Our robot Atlas carries the heavens upon his shoulders for eternity.
Image and Mask Example Images Generated
Image and Mask Example Images Generated
Finetuning
Testing Metrics

Inspiration

The ability to map the world with high precision and detail is critical for sectors like urban planning, environmental conservation, and disaster management. I was inspired to participate in the ML4Earth Hackathon to leverage cutting-edge foundation models for creating high-resolution maps from aerial imagery. The challenge of using AI to solve real-world problems motivated me to explore the full potential of these models.

What it does

The project focuses on creating high-resolution, detailed maps from aerial imagery. It accurately segments different land cover types such as buildings, roads, woodlands, and water bodies, providing valuable insights for urban development, environmental monitoring, and disaster relief efforts.

How we built it

We used the LandCoverAI dataset and built the model using torchgeo to load and process the data. The model is based on the Aerial_SwinB_SI architecture from the SatlasPretrain models, which we fine-tuned for segmentation tasks. To streamline the training process and handle large datasets efficiently, we implemented PyTorch Lightning for model training and added custom learning rate schedules to optimize different parts of the model, especially the pre-trained backbone.

Challenges we ran into

One major challenge was balancing accuracy and computational efficiency. Training foundation models on high-resolution aerial imagery datasets requires significant computational resources. Additionally, fine-tuning pre-trained models while gradually unfreezing layers to avoid overfitting was a complex task. Ensuring the final map outputs were accurate and scalable was another hurdle we had to overcome.

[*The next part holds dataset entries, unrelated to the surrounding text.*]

Issue #274, opened 2017-05-31
Dimensions argument not passed between run() and setup() in acoustic example


dymcc:
I make use of the acoustic example setup code to do experiments for my master's project with Fabio.
The latest version (#256) of `acoustic_example.py` has a spelling mistake in the newly introduced `run()` / `setup()` logic which makes the `setup()` function always use the default value for the `dimensions` argument.

Python is very sneaky about this... 

https://github.com/opesci/devito/blob/cc772c7f282fe6989af735c3c73a42f3187e7de9/examples/seismic/acoustic/acoustic_example.py#L81

mloubout:
Thank you for the info, good catch. Will fix it asap.

dymcc:
Didn't see your comment until after submitting the pull request :shipit:

FabioLuporini:
Closing this, as the relevant PR has been merged

PR #275, opened 2017-05-31
Correct spelling mistake in acoustic example setup

dymcc:
#274 
The keyword names now match and the correct dimensions argument is propagated through to the setup() call


FabioLuporini:
How could we miss this @mloubout ? Through the tests, I mean

I clearly also approve this, thanks

mloubout:
>How could we miss this @mloubout ? Through the tests, I mean

The test call directly setup so it was fine, only the call to setup in the example had the typo.

FabioLuporini:
Uncontroversial, so merging...

PR #279, opened 2017-06-06
Dse fix

navjotk:
Small fix to enable tests to pass on python 3.4.3 . 

I moved to this python version on my local machine to get past the matplotlib issues and the tests weren't passing without this change.


FabioLuporini:
Thanks, go ahead once Travis is green

PR #282, opened 2017-06-14
Interfaces clean up

FabioLuporini:
Fixes potential leak by now only storing a reference to CMemory
Avoid redundant memset
Drop useless, borked memmap functionality


devito/interfaces.py
```diff
@@ -270,13 +269,11 @@ def __init__(self, *args, **kwargs):
...
             self.space_order = kwargs.get('space_order', 1)
-            initializer = kwargs.get('initializer', None)
-            if initializer is not None:
-                assert(callable(initializer))
-            self.initializer = initializer
+            self.initializer = kwargs.get('initializer', None)
+            if self.initializer is not None:
+                assert(callable(self.initializer))
             self.numa = kwargs.get('numa', False)
-            self._data = kwargs.get('_data', None)
```
mlange05: You're dropping the `_data` backdoor here, which could be used to inject remotely allocated memory (eg. from Julia). I know we're not really using this right now, but let's keep in mind that we need to re-instate something similar if the Julia layer needs to provide it's own pointer, for example to provide non-copy data pointers.

FabioLuporini: I can reinstate it if you think it could actually be useful. I thought they could easily work around that by using `initializer`?

FabioLuporini:
@mloubout are you using the ``_data`` backdoor in Julia?

mloubout:
Still playing around trying to figure out how to do it, so not currently no.

devito/interfaces.py
mlange05: Well, not really, `initializer` is effectively some kernel, `_data` is a raw pointer. Anyway, not a showstopper, just something to keep in mind...

mlange05:
Ok, cool. Merging...

Issue #281, opened 2017-06-14
Reverse flag for time


mloubout:
Just an issue a bout the reverse flag.

Currently, the time loop is written at the first invocation of `apply()` with the current `reverse` property of the global `time dimension`. This is problematic if anither operator with a different flag has been created in the mean as it would change the time axis.

FabioLuporini:
This is gonna disappear automagically once Navjot's arguments handling magic is in. So assigned to him

mlange05:
@FabioLuporini @navjotk Not necessarily, since we'll probably keep an explicit flag to indicate direction, as discussed in #247. The problem with this bug here is that the `Iteration` objects for time in both forward and backward operators read their direction from a global `time` dimension - and what's more they do this during `.ccode`, which is delayed until the first `operator.apply()`. So the first operator reads the dimension direction after the second one has changed it. The fix should be easy, and I'll try to come up with a test for the problem.

navjotk:
#283 offers a fix for this but maintains the stateful `reverse` flag on the global object representing the time dimension. This can potentially cause issues if two `Operator` constructors are running in parallel - one with `reverse = True` and one with `reverse = False`. I argue that having state on a global object is so evil, it should be avoided at all costs. 

There have been various suggestions on how to avoid global state at the design level. I am compiling them along with the associated discussions here to enable further discussion:

### Suggestion 1:
>`_schedule_expressions` could pass the reverse flag to the Iteration constructor from the `Operator`'s `reverse` property, without ever having to store it on the `Dimension`.

@mlange05 's response: `schedule_expression` creates (multiple) `Iteration` objects per `Dimension`, so somehow bypassing the parent object (dimension) when injecting additional information into the derivative object (iteration) defies the point of deriving it from the dimension in the first place. At the very least this sounds counter-intuitive, and no better than the current state hackery, at least IMHO.

My response: Deriving information from the parent object does not require storing any information on the parent. The same could easily be achieved by having a dict mapping `Dimension` objects to their direction (among many other possibilities). I don't see how creating multiple `Iteration` objects per `Dimension` makes anything different.

### Suggestion 2:

> Have a time_r dimension internally, which the Operator switches to, transparently, when it receives a time_axis=Backward

[...]

PR #283, opened 2017-06-15
Fix iteration direction

mlange05:
This merge adresses #281 by storing the value of the `reverse` flag per iteration object (on creation), so that changing the direction on the (global) direction object does not affect the code generated for a particular loop. The problem was that we previously always consulted the dimension object at code generation time, which can be delayed, so that the direction of `time` might have changed already.

The PR also includes an additional test for this edge case and removes the `dle=None` and `dse=None` suppression in the timestepping tests.


mloubout:
Looks good, I'll give it a try as soon as I find time :)

navjotk:
This does fix the problem but I am inclined to argue that the root cause for the issue is in [operator](https://github.com/opesci/devito/blob/master/devito/operator.py#L77). 
The `time` dimension is a global object and ideally we shouldn't be changing state on a global object at all. 

If, due to some convoluted requirements, a piece of code is creating two `Operator`s in parallel - one forward and one reverse, this problem might resurface since there is no lock on `time.reverse`. 

I think the best solution here would be to remove `time.reverse` or not have `time` as a global object since having state on a global object is inherently issue-prone.

mlange05:
> The time dimension is a global object and ideally we shouldn't be changing state on a global object at all.

Generally I agree that we shouldn't be changing state on `time`, which is why I originally proposed having the second, derived dimension object `time_r` to denote "reverse time". This, however, was rejected as "too confusing from a user perspective", so we stayed with a single dimension, forcing ourselves to commit dynamic global state-change crimes.

> I think the best solution here would be to remove time.reverse or not have time as a global object since having state on a global object is inherently issue-prone.

You'll have to provide a little more detail than that. If I don't have a global `time` dimension, how do I figure out that I can merge two outer loops, for example if I have two synchronised state updates of `u(time, ...)` and `v(time, ...)` in a coupled equation (for example see Burgers tutorial)? Alternatively, if I don't have `time.reverse` how do I recognise that I run a `gradient` operator backwards and inject `rec.data` values using the correct time indices (note that the original time index on `rec` is foward)?

navjotk:
`_schedule_expressions` could pass the `reverse` flag to the `Iteration` constructor from the `Operator`'s `reverse` property, without ever having to store it on the `Dimension`, maybe?

We could safely ignore my objections if you think that it is impossible for two `Operator` constructors to be running in parallel in the same python environment.

FabioLuporini:
My suggestion.

Allow Operators to accept dimensions at construction time (through ``kwargs``), with the following syntax (definitely improvable):
`Operator(..., t=REVERSE)`
``REVERSE`` is a special object (there can be many...) that is telling the Operator to traverse all iteration loops using dimension `t` in the reverse direction. The constructor propagates this information to schedule_expression, which will then know how to construct the ``t`` loops. This way, no internal state is changed. Also, the solution becomes completely general (we'd not be specialising time...)

mlange05:
Ok, let's go through these in detail:
> _schedule_expressions could pass the reverse flag to the Iteration constructor from the Operator's reverse property, without ever having to store it on the Dimension, maybe?

`schedule_expression` creates (multiple) `Iteration` objects per `Dimension`, so somehow bypassing the parent object (dimension) when injecting additional information into the derivative object (iteration) defies the point of deriving it from the dimension in the first place. At the very least this sounds counter-intuitive, and no better than the current state hackery, at least IMHO.

> We could safely ignore my objections if you think that it is impossible for two Operator constructors to be running in parallel in the same python environment.

Always and trivially true due to Python's [GIL](https://wiki.python.org/moin/GlobalInterpreterLock). Python's memory management is inherently unsafe, so the interpreter can never be threaded, and the two constructors will always execute serially.

> Edit: Second idea: Have a time_r dimension internally, which the Operator switches to, transparently, when it receives a time_axis=Backward

Trickier than it might seem, since it effectively comes down to applying a `subs({time: time_r})` over all received expressions. But what about `t`, or even some other derived `t_s` (eg. for sub-sampling)? What about `time` in the src/rec terms? I think this approach is really only safe if the user has full control of choosing the symbols for each term, but that makes the API slightly messier due to various built-in variants of "time".

> Allow Operators to accept dimensions at construction time (through kwargs), with the following syntax (definitely improvable):
Operator(..., t=REVERSE)

Hmmm ok, I don't really like this approach either, since it effectively encapsulates the functionality of generic "derived" dimensions but it forces us to encode each transformation in a special-case object, just like `REVERSE`. A more natural way would be to say `time_r = DerivedDimension(expr=time_end - time)` (or anything similar that permits generic expressions rather than hard-coding individual transformations) and then do `Operator(... subs={time: time_r})`. But at that point we are back to whether we should even use a derived dimension to encapsulate "reverse-time" or not and how to deal with granularity (see above discussion).

However, to make a long story short, this discussion is really quite pointless because:
**In standard Python, two operator constructors will never execute in parallel due to GIL!**

FabioLuporini:
> However, to make a long story short, this discussion is really quite pointless because:
> In standard Python, two operator constructors will never execute in parallel due to GIL!

Sure, I was just saying to avoid changing global state 

> Hmmm ok, I don't really like this approach either, since it effectively encapsulates the functionality of generic "derived" dimensions but it forces us to encode each transformation in a special-case object, just like REVERSE [...]

I'm not sure I share your concern here. As in, in theory yes, I agree with what you say, but... How many such objects would you have, in practice? Just a few, for starters just <= 1 (as the default is the forward direction)

Anyway, said that, I'm OK with this PR. So please just land it :)

navjotk:
I was convinced but then I came across this [threading issue in the cached property module](https://github.com/pydanny/cached-property/issues/6) that makes me wonder what is the difference between our code that makes this same issue a concern for them but not for us? 

Reading further, I am inclined to argue that the GIL imposes limits on _parallelism_ but not _concurrency_. It is still possible to have threads through the _multiprocessing_ and _threading_ modules. Although the GIL might prevent simultaneous execution, interleaved execution between two python threads is easily achieved through these modules.

Hence, I insist that global state will lead to race conditions.

mlange05:
Fair enough. Back to the drawing board then....

FabioLuporini:
This PR was a 2 lines change which is fixing an issue that seems 100 orders of magnitudes more likely than threading issues in the python interpreter, AFAICT.
So I suggest we merge it and file an another issue. So yes, I'm fine with replacing an issue with another issue, as long as the latter is *much less* likely than the former

navjotk:
Rebase and pass travis

FabioLuporini:
Happy, but before merge please file an issue and a draft of the potential solutions that we'll be discussing in the (not necessarily near) future

mlange05:
@navjotk Since you raised the concerns in this PR, can you please file the issue?

FabioLuporini:
Issue filed, so we could merge this once Travis is green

Accomplishments that we're proud of

We are proud of successfully adapting a pre-trained model to produce accurate high-resolution maps with a focus on real-world applications. The model demonstrated strong performance in segmenting different land types and handling large-scale datasets efficiently. The layered learning rate schedule we implemented also helped in fine-tuning the model without compromising performance.

What we learned

Through this project, we deepened our understanding of foundation models and their application to earth observation tasks. We also gained hands-on experience in fine-tuning models, optimizing for computational efficiency, and integrating different machine learning tools like torchgeo and SatlasPretrain. Additionally, managing large datasets and making the model scalable for real-world applications was an invaluable learning experience.

What's next for Atlosphere

The next step for Atlosphere is to scale the solution to cover larger areas with higher efficiency. We plan to further fine-tune the model to handle more complex environments and land types. Additionally, we aim to integrate the model into real-world applications, focusing on urban development, environmental protection, and disaster relief. Collaboration with local governments and organizations could help deploy this tool for maximum impact.